**Records supplied:**

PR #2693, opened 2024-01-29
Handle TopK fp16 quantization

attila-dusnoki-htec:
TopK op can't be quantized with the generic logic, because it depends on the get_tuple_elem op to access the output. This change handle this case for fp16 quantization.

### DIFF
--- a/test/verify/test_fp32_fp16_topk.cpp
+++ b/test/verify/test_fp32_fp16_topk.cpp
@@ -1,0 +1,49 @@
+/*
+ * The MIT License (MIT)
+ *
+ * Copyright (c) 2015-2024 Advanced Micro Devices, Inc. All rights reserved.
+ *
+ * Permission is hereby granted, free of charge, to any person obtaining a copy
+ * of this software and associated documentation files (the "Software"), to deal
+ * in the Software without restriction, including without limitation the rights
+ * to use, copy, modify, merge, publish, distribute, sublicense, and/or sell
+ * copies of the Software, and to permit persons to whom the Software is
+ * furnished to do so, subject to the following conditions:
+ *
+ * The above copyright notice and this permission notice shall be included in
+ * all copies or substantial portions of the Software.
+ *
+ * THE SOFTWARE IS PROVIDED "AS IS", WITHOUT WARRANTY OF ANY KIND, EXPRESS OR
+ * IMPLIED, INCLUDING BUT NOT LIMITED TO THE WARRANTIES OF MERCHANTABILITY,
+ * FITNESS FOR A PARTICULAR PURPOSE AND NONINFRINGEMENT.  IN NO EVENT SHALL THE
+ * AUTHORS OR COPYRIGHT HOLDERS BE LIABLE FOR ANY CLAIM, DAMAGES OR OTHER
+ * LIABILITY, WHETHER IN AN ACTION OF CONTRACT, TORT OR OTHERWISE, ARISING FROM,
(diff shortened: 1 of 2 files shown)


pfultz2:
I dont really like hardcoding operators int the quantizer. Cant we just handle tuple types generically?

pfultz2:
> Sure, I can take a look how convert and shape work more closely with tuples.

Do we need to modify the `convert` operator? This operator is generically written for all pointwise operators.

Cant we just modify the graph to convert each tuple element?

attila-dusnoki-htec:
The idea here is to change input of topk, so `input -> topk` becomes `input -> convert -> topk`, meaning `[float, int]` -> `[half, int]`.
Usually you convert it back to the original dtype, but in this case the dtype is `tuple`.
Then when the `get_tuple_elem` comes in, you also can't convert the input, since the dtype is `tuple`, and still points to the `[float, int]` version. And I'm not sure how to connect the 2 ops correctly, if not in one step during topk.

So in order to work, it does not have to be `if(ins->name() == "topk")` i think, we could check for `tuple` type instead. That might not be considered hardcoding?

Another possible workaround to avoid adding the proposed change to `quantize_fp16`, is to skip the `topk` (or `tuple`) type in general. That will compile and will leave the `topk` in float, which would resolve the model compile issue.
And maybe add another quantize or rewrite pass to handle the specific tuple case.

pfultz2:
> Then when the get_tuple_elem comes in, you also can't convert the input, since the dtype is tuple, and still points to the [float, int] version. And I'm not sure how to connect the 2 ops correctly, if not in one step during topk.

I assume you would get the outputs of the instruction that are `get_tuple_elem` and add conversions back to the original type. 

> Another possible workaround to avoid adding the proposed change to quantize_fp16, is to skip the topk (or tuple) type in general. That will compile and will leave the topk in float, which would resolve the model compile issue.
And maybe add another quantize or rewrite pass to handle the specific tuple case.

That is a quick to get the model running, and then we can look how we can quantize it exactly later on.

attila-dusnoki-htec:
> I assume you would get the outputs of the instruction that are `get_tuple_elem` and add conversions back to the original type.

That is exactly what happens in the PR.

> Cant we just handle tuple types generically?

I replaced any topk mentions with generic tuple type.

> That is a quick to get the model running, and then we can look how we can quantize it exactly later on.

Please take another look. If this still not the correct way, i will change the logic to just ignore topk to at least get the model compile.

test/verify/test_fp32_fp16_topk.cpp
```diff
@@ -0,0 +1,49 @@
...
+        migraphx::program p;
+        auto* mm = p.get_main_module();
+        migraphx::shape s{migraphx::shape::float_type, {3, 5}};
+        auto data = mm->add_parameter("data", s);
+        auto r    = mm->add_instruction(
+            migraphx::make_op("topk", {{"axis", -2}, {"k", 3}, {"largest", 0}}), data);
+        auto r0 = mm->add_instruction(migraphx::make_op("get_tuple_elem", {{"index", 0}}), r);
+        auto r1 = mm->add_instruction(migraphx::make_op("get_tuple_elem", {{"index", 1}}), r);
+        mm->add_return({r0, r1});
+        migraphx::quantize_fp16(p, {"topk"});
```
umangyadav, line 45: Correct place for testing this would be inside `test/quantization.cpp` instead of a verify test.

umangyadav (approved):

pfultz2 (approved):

**Task prompt:** How many of the lines above hold "quick"? Answer with only the number.

**Answer to this task:** 2